En muchos casos, la vigilancia empieza en Internet. No obstante, en un primer momento la Red fue un soplo de aire fresco para millones de personas en la región. En la primavera árabe de 2010 a 2012, las redes sociales contribuyeron a la caída de autócratas en Egipto, Túnez y Libia. En Arabia Saudí, en cambio, el gobernante del momento (el rey Abdalá) vio que estas podían ser realmente valiosas: creía que Internet podía ayudar a disminuir la distancia entre la familia en el poder y sus súbditos. “En los inicios, la obsesión del Gobierno por rastrear las redes sociales servía para identificar de forma temprana los problemas de la sociedad”, cuenta un expatriado occidental que vive en Arabia Saudí y que trabaja de asesor para las élites dirigentes y varios ministerios en temas de seguridad nacional.

A comienzos de la década de 2010, el jefe de la casa real de Abdalá era Jaled al Tuwaijri. Según varias crónicas, se apoyaba en un joven abogado llamado Saúd al Qahtani, que recibió el encargo de formar un equipo que pudiese vigilar los medios de comunicación en todos sus formatos, con especial atención en la ciberseguridad. Al igual que Assiri, Al Qahtani había sido miembro de las Fuerzas Aéreas Saudíes.

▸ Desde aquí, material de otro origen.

PR #149, opened 2022-05-03
Improve admin bar

crftwrk:
- Added `_admin_bar.scss`
- Moved `.logged-in.admin-bar` from `_header.scss` to `_admin_bar.scss`
- Added `_footer.scss`
- Moved sticky footer from `_markups.scss` to `_footer.scss`

We can handle sticky footer if user is logged in in `_admin_bar.scss` later.

### DIFF
--- a/scss/_bscore_style.scss
+++ b/scss/_bscore_style.scss
@@ -7,6 +7,7 @@
 @import "bootscore/breadcrumb";
 @import "bootscore/colors";
 @import "bootscore/comments";
+@import "bootscore/footer";
 @import "bootscore/forms";
 @import "bootscore/header";
 @import "bootscore/markups";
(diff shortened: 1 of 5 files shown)


justinkruit:
> We can handle sticky footer if user is logged in in `_admin_bar.scss` later.

What do you mean by that? The footer should already be at the bottom of the user is logged in.

crftwrk:
> The footer should already be at the bottom of the user is logged in.

Sorry, wrong communication, my mistake. What I mean is, when you are logged in, the admin bar pushes the content down. In result the footer is some pixels below the bottom of the browser. But that's super neatpicky and not possible to solve  because `html` is above the `<body class="logged-in admin-bar"...`. 

So just ignore it. This PR is just a tiny improvement in scss files, nothing special.

justinkruit (approved):
Just some lines being moved around, fine to merge. 👍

A lo largo de los años, Assiri y otros críticos con el Gobierno se enteraron de que una de las salas de chat más populares era en realidad un ardid. Los equipos de asuntos cibernéticos saudíes la habían creado para que otras personas cayesen en la trampa, entrasen y hablasen con libertad; entonces las engañaban para que revelasen detalles que dejaban su identidad al descubierto. Varios activistas me cuentan que se cree que uno de esos foros fue obra de Al Qahtani, quien, desde una fase inicial, indicó a la monarquía que debía utilizar Internet como una poderosa y secreta herramienta de vigilancia. (Al Qahtani no ha contestado a las peticiones de declaraciones para este reportaje).

Desde entonces, se cree que Al Qahtani le ha dado forma a las líneas generales de las actividades de ciberseguridad en el país. En su red de Internet hay investigadores y hackers preparados para perseguir a los críticos con el Gobierno. Tal como se contó por primera vez en la revista Vice, Al Qahtani colaboró estrechamente con Hacking Team, una empresa italiana de vigilancia. Otros han descubierto vínculos del Gobierno saudí con la compañía israelí de vigilancia NSO, cuyo programa espía más conocido, el Pegasus, ha sido utilizado en los intentos de captura de tres disidentes entrevistados para este reportaje.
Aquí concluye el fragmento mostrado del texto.